PR #1689, opened 2022-09-16
Add register_new_fields method to manager

adamgayoso:
This allows updating an instance of an AnnDataManager with new fields (assuming it has already been registered with an AnnData object).

We will use this to help put models in latent mode, in which latent dists are cached in anndata and used in forward passes instead of encoding.

### DIFF
--- a/scvi/data/_manager.py
+++ b/scvi/data/_manager.py
@@ -278,8 +278,7 @@ class AnnDataManager:
             of the setup method that will be used to update the existing values
             in the registry of this instance.
         """
-        if setup_method_args is not None:
-            self._registry[_constants._SETUP_ARGS_KEY].update(setup_method_args)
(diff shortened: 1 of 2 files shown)


scvi/data/_manager.py
```diff
@@ -224,6 +267,20 @@ def validate(self) -> None:
...
+        Update setup method args.
+
+        Parameters
+        ----------
+        setup_method_args
+            This is a bit of a misnomer, this is a dict representing kwargs
+            of the setup method that will be used to update the existing values
+            in the registry of this instance.
+        """
+        if setup_method_args is not None:
```
watiss, line 281: nit: do we ever expect to call this with a None?

watiss (approved):

scvi/data/_manager.py
adamgayoso: No whoops, should've removed this

watiss (approved):

Issue #13, opened 2018-06-12
[CLOSED] Importance Weighted Autoencoder


jeff-regier:
<a href="https://github.com/jeff-regier"><img src="https://avatars2.githubusercontent.com/u/8953355?v=4" align="left" width="96" height="96" hspace="10"></img></a> **Issue by [jeff-regier](https://github.com/jeff-regier)**
_Friday Mar 30, 2018 at 17:00 GMT_
_Originally opened as https://github.com/YosefLab/scVI-dev/issues/8_

----

https://arxiv.org/pdf/1509.00519.pdf

jeff-regier:
<a href="https://github.com/jeff-regier"><img src="https://avatars2.githubusercontent.com/u/8953355?v=4" align="left" width="48" height="48" hspace="10"></img></a> **Comment by [jeff-regier](https://github.com/jeff-regier)**
_Thursday Apr 12, 2018 at 20:58 GMT_

----

This code I wrote for another project may be useful for this issue:
```
    def iwae_loss(self, ys, k=10):
        tall_shape = [ys.size(0) * k] + list(ys.size()[1:])
        ys_tall = ys.unsqueeze(1).repeat(1, k, 1, 1).view(tall_shape)

        wide_shape = [ys.size(0), k]
        vae_losses = self.vae_losses(ys_tall).view(wide_shape)

        iwae_gains = logsumexp(-1 * vae_losses, dim=1) - np.log(k)
        return -1 * iwae_gains.sum()
```
Above `ys` are the data/observations and `self.vae_losses` is a method that returns a vector of vae losses, one for each observation in the minibatch. (VAE loss approximates `-1 * E_q p(x, z, l) / q(z, l)` ).

For some reason PyTorch doesn't have an logsumexp function yet, so I use
```
def logsumexp(inputs, dim=None, keepdim=False):
    return (inputs - f.log_softmax(inputs, dim=dim)).mean(dim, keepdim=keepdim)
```

PR #1696, opened 2022-09-19
Replace custom `attrdict` with `ml_collections` implementation.

### LINKED ISSUE #1690: Sub custom attrdict for ml collections
https://github.com/google/ml_collections

martinkim0:
Closes #1690.


martinkim0:
Seems that `ml_collections` does not allow `ConfigDict`s to be initialized with nested dictionaries where inner dictionaries have non-iterable types (e.g. `int`s) as keys ([#13](https://github.com/google/ml_collections/issues/13)). This comes up as a problem when initializing `~scvi.model.TOTALVI`, since `"protein_batch_mask"` has `int`s as keys.

docs/api/developer.md
```diff
@@ -246,5 +246,4 @@ Utility functions used by scvi-tools.
 
    utils.track
    utils.setup_anndata_dsp
-   utils.attrdict
```
adamgayoso, line 249: Removing the old one completely would be a breaking change. Can we just create a dummy attrdict object that inherits completely an ml collection?

adamgayoso (changes requested):

scvi/utils/_attrdict.py
```diff
@@ -1,40 +1,11 @@
...
-    Parameters
-    ----------
-    recursive
-        If True, recursively converts nested dictionaries into :class:`~scvi.utils.attrdict` objects.
-
-    Notes
-    -----
-    Based off of https://stackoverflow.com/questions/38034377/object-like-attribute-access-for-nested-dictionary.
+    Dummy class to allow for backwards compatibility with old attrdict
+    Now uses ml-collections FrozenConfigDict.
```
adamgayoso, line 7: we should be able to add ml colletions to intersphinx in conf.py and do a proper :class: link to the object.

https://ml-collections.readthedocs.io/en/latest/

docs/api/developer.md
martinkim0: Addressed with new changes

adamgayoso (changes requested):
LGTM but can you add the package to pyproject?

PR #1706, opened 2022-09-21
Make DataSplitter more transparent to the existing Lightning Data Loader API wrt kwargs

mkarikom:
This allows DataSplitter and SemiSupervisedDataSplitter to pass kwargs to the DataLoader constructor in keeping with the DataSplitter API which states "**kwargs: Keyword args for data loader".  

The original implementation didn't completely observe the above design, since passing `drop_last` as a `kwarg` to the Splitter caused an error due to the the hard-coded default of `drop_last=3` in `data_loader_kwargs`.

In addition to allowing default values for all `data_loader_kwargs` to be defined under `defaultKwargs`, the main benefit of this refactoring is that DataSplitter is now transparent wrt the existing Lightning Data Loader API (like `drop_last=True`).

Because this refactoring does not affect supervised training, new tests added to `tests/models/test_models.py::test_data_splitter` run directly on `DataSplitter`, but not on `SemiSupervisedDataSplitter` (the implementation is identical)


mkarikom:
@adamgayoso I'm happy to add more unit tests if required, just lmk and thanks for looking!

scvi/dataloaders/_data_splitting.py
```diff
@@ -94,10 +94,12 @@ def __init__(
         **kwargs,
     ):
         super().__init__()
+
+        defaultKwargs = {"drop_last": 3}
```
adamgayoso, line 98:
```suggestion
        default_data_loader_kwargs = {"drop_last": 3}
```

scvi/dataloaders/_data_splitting.py
```diff
@@ -94,10 +94,12 @@ def __init__(
...
         self.adata_manager = adata_manager
         self.train_size = float(train_size)
         self.validation_size = validation_size
-        self.data_loader_kwargs = kwargs
+        self.data_loader_kwargs = {**defaultKwargs, **kwargs}
```
adamgayoso, line 102:
```suggestion
        self.data_loader_kwargs = default_data_loader_kwargs.update(kwargs)
```

tests/models/test_models.py
```diff
@@ -922,6 +922,50 @@ def test_data_splitter():
         ds.train_dataloader()
         ds.val_dataloader()
 
+    # test that data_loader_kwargs get default drop_last=3 when respective keyword arg is not provided to DataSplitter
+    ds = DataSplitter(adata_manager, train_size=400 / a.n_obs, batch_size=397)
```
adamgayoso, line 926: can all of these tests be moved into the data testing code? and each test should be its own function

scvi/dataloaders/_data_splitting.py
adamgayoso: I'd also move this line next to the other line that updates it

adamgayoso (changes requested):
Thanks, I added some comments!

tests/models/test_models.py
mkarikom: yes, now implemented but pls see comment below

mkarikom:
Hi @adamgayoso ,
I'm not sure what is going on with pytest throwing tons of errors.
As a sanity check I've created a vanilla cuda dev container which replicates all pytest errors in my environment in the following steps:

1. clone https://github.com/mkarikom/cuda_devcon
2. open the `cuda_devcon` folder in vscode
3. confirm "open folder in container"
4. wait for build
5. `python -m pip install pytest && git clone --recurse-submodules git@github.com:scverse/scvi-tools.git && cd scvi-tools && pytest tests/models/test_models.py`

mkarikom:
I hit a run-time bug with the proposed `default_data_loader_kwargs.update(kwargs)` syntax so reverted to the previous splatting syntax

mkarikom:
Hey, @adamgayoso!  
I think this is now current and all checks passing!

Sorry about the delayed changes!

A style issues in the pre-commit.ci that I can't see at all with my flake8/pylint plugins.
The only other style issue was "leading _" but adding those led to undefined errors in the tests so I've ignored it.

Hope your last few weeks have been as fun as ours ;)

PR #1747, opened 2022-10-17
Allow custom optimizers, improve `JaxTrainingPlan`

adamgayoso:
- Easily add optax/pytorch custom optimizers easily
- Breaking change where we force keyword args to the training plans


tests/models/test_models_latent_mode.py
```diff
@@ -79,7 +81,11 @@ def run_test_scvi_latent_mode_dist(
         assert params_latent[k].shape == adata.shape
 
     for k in keys:
-        assert np.array_equal(params_latent[k], params_orig[k])
+        # Allclose because on GPU, the values are not exactly the same
+        # as latents are moved to cpu in latent mode
+        np.testing.assert_allclose(
+            params_latent[k], params_orig[k], rtol=3e-1, atol=5e-1
+        )
```
adamgayoso, line 88: cc @watiss needed to change this. LMK if the comment makes sense!

martinkim0 (approved):
LGTM

PR #1756, opened 2022-10-20
Latent mode refactoring

adamgayoso:
This performs some cleanup:

1. User anndata no longer edited in place


scvi/model/_scvi.py
```diff
@@ -280,7 +280,18 @@ def to_latent_mode(
...
+        bdata = self._get_reduced_adata(mode)
+        if mode == _SCVI_LATENT_MODE:
+            bdata.obsm[_SCVI_LATENT_QZM] = self.adata.obsm[use_latent_qzm_key]
+            bdata.obsm[_SCVI_LATENT_QZV] = self.adata.obsm[use_latent_qzv_key]
+        else:
+            raise ValueError(f"Unknown latent mode: {mode}")
+        new_manager = self.adata_manager.transfer_fields(bdata)
+        new_manager.register_new_fields(self._get_latent_fields(mode))
+        self._adata_manager = new_manager
+        self.adata = bdata
```
watiss, line 296: I am a bit confused. Aren't we overwriting the user's data by doing this, and if so then what is the point in making any of these changes? More precisely:

- If `id(self.adata) == id(user's adata)` then this is essentially overwriting the user's data _and_ the model's adata, so there is no point in making a copy since we are losing the original dataset regardless.

- If` id(self.adata) != id(user's adata) `then the user's data is anyways not altered with this call the way that it is today in the main branch, so again there is no point in making a copy.

🤔

scvi/model/_scvi.py
```diff
@@ -258,9 +257,10 @@ def _get_latent_fields(mode: LatentDataType):
 
     def to_latent_mode(
```
watiss, line 258: Here is what I might do: Keep the contents of this function as it is today (per the main branch). Add an option in this call to return a copy of the adata. If the user asks for that option, then return make and return a copy of the adata otherwise leave everything as is (i.e. override the data). I believe this would address my comment below as well (the comment regarding whether the copy is making any difference the way it is currently implemented).

scvi/module/base/_base_module.py
```diff
@@ -348,6 +348,8 @@ class BaseLatentModeModuleClass(BaseModuleClass):
     @property
     def latent_data_type(self) -> Optional[LatentDataType]:
         """The latent data type associated with this module."""
+        if not hasattr(self, "_latent_data_type"):
```
watiss, line 351: Is it common practice to set a property in a getter method? How about just returning `None` if `not hasattr(self, "_latent_data_type")`?

scvi/model/_scvi.py
```diff
@@ -30,7 +30,7 @@
 
 _SCVI_LATENT_QZM = "_scvi_latent_qzm"
 _SCVI_LATENT_QZV = "_scvi_latent_qzv"
-
+_SCVI_LATENT_MODE = "posterior_parameters"
```
watiss, line 33: nit-ish: We might choose to have other latent mode types for scvi, so I would name this something more to the effect of "posterior_parameters" like `POSTERIOR_PARAMS_LATENT_MODE` or something rather than to the fact that this is scvi's latent mode because in theory scvi might have different types of latent mode if we want it. What do you think?

watiss (changes requested):

scvi/model/_scvi.py
```diff
@@ -280,7 +280,18 @@ def to_latent_mode(
             Key to use in `adata.obsm` where the latent qzm params are stored
         use_latent_qzv_key
             Key to use in `adata.obsm` where the latent qzv params are stored
+        attach_reduced_data
+            If `True`, sets `.adata` attribute with a memory-reduced anndata
+            in which all count data is set to zeros
         """
-        self._get_latent_adata_from_adata(mode, use_latent_qzm_key, use_latent_qzv_key)
-        self.adata_manager.register_new_fields(self.__class__._get_latent_fields(mode))
+        bdata = self._get_reduced_adata(mode)
```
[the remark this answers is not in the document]
adamgayoso: to be clear, there is no copying here. We are passing references to .obs, .uns etc to a new anndata, and the overhead of creating the sparse matrices is very minimal (there's no data other than a shape basically)

scvi/model/_scvi.py
adamgayoso: bdata is always a new anndata object in this code (with references to adata's objects). 

What's happening here is we have a new bdata object, we validate it by creating a new anndata manager (via transfer).

Then we add the new latent fields to the new manager, and finally swap out the manager and adata associated with the model (so the model is no longer associated with adata)

scvi/module/base/_base_module.py
adamgayoso: Done.

scvi/model/_scvi.py
adamgayoso: I left this as a TODO

scvi/model/_scvi.py
```diff
@@ -290,7 +292,28 @@ def to_latent_mode(
...
+        this method with `minify_adata=True`. This adata does not contain any of
+        the original count data, but instead contains the latent representation
+        of the original data and metadata.
         """
-        self._get_latent_adata_from_adata(mode, use_latent_qzm_key, use_latent_qzv_key)
-        self.adata_manager.register_new_fields(self.__class__._get_latent_fields(mode))
+        if minify_adata:
+            bdata = self._get_reduced_adata(mode)
+        else:
+            bdata = self.adata
```
watiss, line 309: Why should we allow a latent mode where the data is not dehydrated?

scvi/model/_scvi.py
watiss: I think. my question still remains. In particular, I dont understand why we are creating a new `adata` object (`bdata`), only to have it mirror `self.adata` 1:1.

watiss (changes requested):

scvi/model/_scvi.py
adamgayoso: for cached inference without altering data

scvi/_types.py
```diff
@@ -5,8 +5,10 @@
...
 import torch
 
+from scvi._compat import Literal
+
 Number = Union[int, float]
 AnnOrMuData = Union[anndata.AnnData, mudata.MuData]
 Tensor = Union[torch.Tensor, jnp.ndarray]
 LossRecord = Union[Dict[str, Tensor], Tensor]
-LatentDataType = str
+LatentDataType = Union[Literal["posterior_parameters"], None]
```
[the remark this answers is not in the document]
adamgayoso: I'm not following this comment, prior to this PR it can be None, but the type didn't specify that

scvi/model/_scvi.py
adamgayoso: There are two options:

1. `minify_adata` is False and nothing happens w.r.t. user data expect the new fields
2. `minify_adata` is True and a truly minimal adata is attached to the model. No data is copied as it's all references to adata objects in memory.

scvi/_types.py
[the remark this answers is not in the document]
adamgayoso: Are you suggesting to change to `Optional[Literal["posterior_parameters"]]`? Or use optional in the code?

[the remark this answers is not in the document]
adamgayoso: Ok I think I got it with these changes

scvi/model/_scvi.py
watiss: I dont think we should mix the two notions under the umbrella of latent data.
The codebase (and developer interface) currently assumes that latent == no count data. If you want to shove both states under the same notion (which is feasible but would probably not something I would do) then at a minimum the LatentDataType or other data "tag" needs to capture that. Unless you would want call sites to check if the data is "real latent" or "half latent".
What I'd do for this is I'd probably use LatentDataType to include whether the full data is present as well or not.

scvi/model/_scvi.py
watiss: I get that. But my question is why create a new anndata object, call it bdata, (optionally "minify" it,) and replace adata with bdata. Why not just do everything directly on self.adata?

watiss (changes requested):

scvi/model/_scvi.py
adamgayoso: good point, should be fixed now

scvi/model/_scvi.py
```diff
@@ -226,26 +227,31 @@ def setup_anndata(
...
+            X=all_zeros,
+            layers=layers,
+            uns=self.adata.uns,
+            obs=self.adata.obs,
+            var=self.adata.var,
+            varm=self.adata.varm,
+            obsm=self.adata.obsm,
+            obsp=self.adata.obsp,
+        )
+        del bdata.uns[_SCVI_UUID_KEY]
```
watiss, line 247: Add a code comment to explain why we do this?

watiss (approved):
Just pending the one comment on adding a code comment

scvi/model/_scvi.py
adamgayoso, line 247:
```suggestion
        # Remove scvi uuid key to make bdata fresh w.r.t. the model's manager
        del bdata.uns[_SCVI_UUID_KEY]
```

PR #1758, opened 2022-10-20
Fix Kl weight

adamgayoso:
Kl weight is not working for jax models due to new inheritance of the training plans and that jax modules are dataclasses

### DIFF
--- a/scvi/train/_trainingplans.py
+++ b/scvi/train/_trainingplans.py
@@ -187,7 +187,7 @@ class TrainingPlan(pl.LightningModule):
         self._n_obs_validation = None
 
         # automatic handling of kl weight
-        self._loss_args = signature(self.module.loss).parameters
+        self._loss_args = signature(self.module.loss).parameters.keys()
         if "kl_weight" in self._loss_args:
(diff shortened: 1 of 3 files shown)


scvi/train/_trainingplans.py
```diff
@@ -187,7 +187,7 @@ def __init__(
         self._n_obs_validation = None
 
         # automatic handling of kl weight
-        self._loss_args = getfullargspec(self.module.loss)[0]
+        self._loss_args = signature(self.module.loss).parameters.keys()
```
adamgayoso, line 190:
```suggestion
        self._loss_args = set(list(signature(self.module.loss).parameters.keys()))
```

scvi/train/_trainingplans.py
```diff
@@ -187,7 +187,7 @@ def __init__(
         self._n_obs_validation = None
 
         # automatic handling of kl weight
-        self._loss_args = getfullargspec(self.module.loss)[0]
+        self._loss_args = set(list(signature(self.module.loss).parameters.keys()))
```
adamgayoso, line 190:
```suggestion
        self._loss_args = set(signature(self.module.loss).parameters.keys())
```

PR #1779, opened 2022-11-03
Implement latent mode for SCANVI + allow models w/o size_factor_key to be latent-ify-able

watiss:


scvi/model/utils/_latent.py
```diff
@@ -0,0 +1,64 @@
...
+    adata: AnnData,
+    mode: LatentDataType,
+    scvi_latent_qzm_key: str,
+    scvi_latent_qzv_key: str,
+    scvi_obs_lib_size_key: str,
+    use_latent_qzm_key: str = "X_latent_qzm",
+    use_latent_qzv_key: str = "X_latent_qzv",
+):
+    """TODO add docstring"""
+    if mode == "dist":
```
adamgayoso, line 21: the latent mode is called posterior parameters now?

scvi/model/utils/_latent.py
```diff
@@ -0,0 +1,64 @@
...
+        adata.obsm[scvi_latent_qzm_key] = adata.obsm[use_latent_qzm_key]
+        adata.obsm[scvi_latent_qzv_key] = adata.obsm[use_latent_qzv_key]
+        adata.obs[scvi_obs_lib_size_key] = np.squeeze(np.asarray(adata.X.sum(axis=1)))
```
adamgayoso, line 24: this currently does not handle the case in which a user passed a size factor key to setup anndata

adamgayoso: in which case you'd have to get that from the anndata manager

adamgayoso: ok actually this is confusing code in the way vae is structured. I feel like we should lightly refactor the pytorch module to have a simpler control flow....

adamgayoso: the simple hack would be to check if the user has set the size factor key, and if they haven't, compute the library size and store it in our existing size factor key.

then the cached inference would return a dummy library which would actually be unused.

adamgayoso (changes requested):

scvi/model/_scvi.py
```diff
@@ -304,12 +285,21 @@ def to_latent_mode(
...
+            raise ValueError(
+                "Latent mode not supported when use_observed_lib_size is False"
+            )
+        reduced_adata = get_reduced_adata(self.adata, mode)
         if mode == _SCVI_LATENT_MODE:
-            self.adata.obsm[_SCVI_LATENT_QZM] = self.adata.obsm[use_latent_qzm_key]
-            self.adata.obsm[_SCVI_LATENT_QZV] = self.adata.obsm[use_latent_qzv_key]
+            reduced_adata.obsm[_SCVI_LATENT_QZM] = self.adata.obsm[use_latent_qzm_key]
+            reduced_adata.obsm[_SCVI_LATENT_QZV] = self.adata.obsm[use_latent_qzv_key]
+            counts = self.adata.X if layer is None else self.adata.layers[layer]
```
adamgayoso, line 296: this should get the adata_manager associated with adata and pull from the registry using `REGISTRY_KEYS.X_KEY`, which would then allow us to pull out the layer argument

```
manager = self.get_anndata_manager(adata)
manager.get_from_registry(..)
```

scvi/model/utils/_latent.py
```diff
@@ -0,0 +1,28 @@
+from anndata import AnnData
+from scipy.sparse import csr_matrix
+
+from scvi._types import LatentDataType
+from scvi.data._constants import _ADATA_LATENT_UNS_KEY, _SCVI_UUID_KEY
+
+
+def get_reduced_adata(
```
adamgayoso, line 8:
```suggestion
def get_reduced_adata_scrna(
```

adamgayoso: also we should add this to the documentation

adamgayoso: and improve the docstring to say that this should work for many scrna cases

adamgayoso (changes requested):

adamgayoso (approved):

Issue #1721, opened 2022-10-06
scvi-tools autotuning with Ray Tune


martinkim0:
This issue will serve as a parent thread for all issues related to supporting autotuning with Ray Tune.

### Basic
- [x] Implement a basic working `ModelTuner` API #1720 

### Docs and tutorials
- [x] Add autotune to docs
- [x] Add tutorial: basic usage with scVI
- [x] Add tutorial: advanced usage with new model class

### Metrics
- [ ] Refactor PL logged metric keys for better visibility and consistency #1798 
- [ ] Allow usage of scib-metrics
- [x] Allow for custom metrics with a callback

### Miscellaneous
- [x] Refactor training mixins for consistency #1796 
- [x] Define tunables at the base class level for simplicity #1799
- [x] More comprehensive testing for the module
- [x] Enable logging with wandb for monitoring
- [ ] Discover better defaults for models #1616

PR #1785, opened 2022-11-10
Implement a basic working `ModelTuner` API with Ray Tune

### LINKED ISSUE #1720: Basic working API of autotuning with Ray Tune

martinkim0:
Closes #1720

### DIFF
--- a/.github/workflows/test.yml
+++ b/.github/workflows/test.yml
@@ -37,7 +37,7 @@ jobs:
               id: dependencies
               run: |
                   pip install pytest-cov
-                  pip install .[dev,pymde]
+                  pip install .[autotune,dev,pymde]
 
             # Following checks are independent and are run even if one fails
             - name: Lint with flake8
--- a/.github/workflows/test.yml
+++ b/.github/workflows/test.yml
@@ -5,9 +5,9 @@ name: scvi-tools
 
 on:
     push:
-        branches: [main, 0.15.x, 0.16.x, 0.17.x, 0.18.x]
+        branches: [main, 0.15.x, 0.16.x, 0.17.x, 0.18.x, 0.19.x]
     pull_request:
-        branches: [main, 0.15.x, 0.16.x, 0.17.x, 0.18.x]
+        branches: [main, 0.15.x, 0.16.x, 0.17.x, 0.18.x, 0.19.x]
 
 jobs:
     build:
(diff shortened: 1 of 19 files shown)


martinkim0:
This PR just contains the bare essentials for the autotune module. More complexity will be addressed as listed in #1721.

.github/workflows/test.yml
```diff
@@ -37,7 +37,7 @@ jobs:
               id: dependencies
               run: |
                   pip install pytest-cov
-                  pip install .[dev,pymde]
+                  pip install .[autotune,dev,pymde]
```
martinkim0, line 40:
```suggestion
                  pip install .[dev,pymde,autotune]
```

martinkim0:
@adamgayoso Looks like the underlying issue where fork subprocesses were being started "randomly", causing CUDA to not work since it cannot initialize in a fork context, was being caused by this [one line](https://github.com/Lightning-AI/lightning/blob/1.7.7/src/pytorch_lightning/utilities/device_parser.py#L359) in Lightning 1.7. The issue goes away when upgrading to Lightning 1.8, where that line has been replaced. Blocked until we can upgrade to >=1.8.

scvi/autotune/_manager.py
```diff
@@ -0,0 +1,492 @@
...
+from collections import OrderedDict
+from typing import Any, Callable, List, Optional, Tuple
+
+import rich
+
+try:
+    from ray import air, tune
+    from ray.tune.integration.pytorch_lightning import TuneReportCallback
+except ImportError:
+    pass
```
adamgayoso, line 13: should we put a better message here?

martinkim0: Ray import error messages are handled by the `@dependencies` decorator right now, otherwise there would be a message every time scvi is imported. Should I still include it here though?

adamgayoso: no all good I missed that sorry

tests/autotune/test_tuner.py
```diff
@@ -0,0 +1,29 @@
...
+    model_cls = scvi.model.SCVI
+    tuner = scvi.autotune.ModelTuner(model_cls)
+
+    # adata should be setup before passing to `fit`
+    adata = scvi.data.synthetic_iid()
+    with pytest.raises(Exception):
+        tuner.fit(adata)
+
+    model_cls.setup_anndata(adata)
+    results = tuner.fit(adata)
```
adamgayoso, line 21: is there a way to make sure this completes quickly?

martinkim0: good point, we can reduce the number of samples for tests

adamgayoso (approved):

PR #1793, opened 2022-11-17
Add criticism metrics to scvi-tools

watiss:
The main idea is to compute statistics on model-generated posterior predictive samples and on the observed (raw) counts and then compare the two. This is also known as posterior predictive checks (some insights [here](https://www.nxn.se/valent/2022/3/9/vaes-are-explainable-differential-expression-in-scvi)).

Currently the following statistics are implemented:
- Coefficient of variation, cell-wise and gene-wise
- Mann–Whitney U test
- DE genes log-fold change (coming)
- DE genes Expression levels coming)
- DE gene sets overlap (coming)

### DIFF
--- a/scvi/criticism/__init__.py
+++ b/scvi/criticism/__init__.py
@@ -1,0 +1,3 @@
+from ._ppc import PPC, run_ppc
+
+__all__ = ["PPC", "run_ppc"]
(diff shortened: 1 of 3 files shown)


watiss:
Moving this into a separate package...

PR #1802, opened 2022-11-21
Modify `ModelTuner` to be setup method agnostic

martinkim0:
Previously, `ModelTuner` was hard-coded to only use `setup_anndata` for datasets. Now, it should work with `setup_mudata` too.

### DIFF
--- a/scvi/autotune/_manager.py
+++ b/scvi/autotune/_manager.py
@@ -332,14 +332,16 @@ class TunerManager:
         return _reporter
 
     def _validate_resources(self, resources: dict) -> dict:
-        """Validates a resources-use specification."""
+        """Validates a resource-use specification."""
         # TODO: perform resource checking
         return resources
 
-    def _get_setup_kwargs(self, adata: AnnOrMuData) -> dict:
-        """Retrieves the kwargs used for setting up `adata` with the model class."""
+    def _get_setup_info(self, adata: AnnOrMuData) -> Tuple[str, dict]:
+        """Retrieves the method and kwargs used for setting up `adata` with the model class."""
         manager = self._model_cls._get_most_recent_anndata_manager(adata)
-        return manager._get_setup_method_args().get("setup_args", {})
+        setup_method_name = manager._registry.get("_SETUP_METHOD_NAME", "setup_anndata")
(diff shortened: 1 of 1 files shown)


scvi/autotune/_manager.py
```diff
@@ -355,15 +358,16 @@ def _get_trainable(
...
-            max_epochs: int = None,
+            model_cls: BaseModelClass,
+            adata: AnnOrMuData,
+            metric: str,
+            setup_method_name: str,
+            setup_kwargs: dict,
+            max_epochs: int,
         ) -> None:
             model_kwargs, train_kwargs = self._get_search_space(search_space)
             # TODO: generalize to models with mudata
```
watiss, line 369:
```suggestion

```

scvi/autotune/_manager.py
```diff
@@ -332,21 +332,24 @@ def _validate_reporter(
...
         return resources
 
-    def _get_setup_kwargs(self, adata: AnnOrMuData) -> dict:
-        """Retrieves the kwargs used for setting up `adata` with the model class."""
+    def _get_setup_info(self, adata: AnnOrMuData) -> Tuple[str, dict]:
+        """Retrieves the method and kwargs used for setting up `adata` with the model class."""
         manager = self._model_cls._get_most_recent_anndata_manager(adata)
-        return manager._get_setup_method_args().get("setup_args", {})
+        setup_method_name = manager._registry.get("_SETUP_METHOD_NAME", "setup_anndata")
+        setup_args = manager._get_setup_method_args().get("_SETUP_ARGS_KEY", {})
```
watiss, line 343: don't we have a constant for this and `_SETUP_METHOD_NAME` ? If so, shouldn't this just be `_SETUP_ARGS_KEY` without the quotes?

watiss (changes requested):
Just for the comment regarding `_SETUP_ARGS_KEY` vs `"_SETUP_ARGS_KEY"`

scvi/autotune/_manager.py
martinkim0: Good catch, I forgot to take out the quotes

watiss (approved):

++++++++++++++++++++

» **What to do**
Give the count of lines containing the word "tools" in the listing, and no other text.

» **Result for this task**
5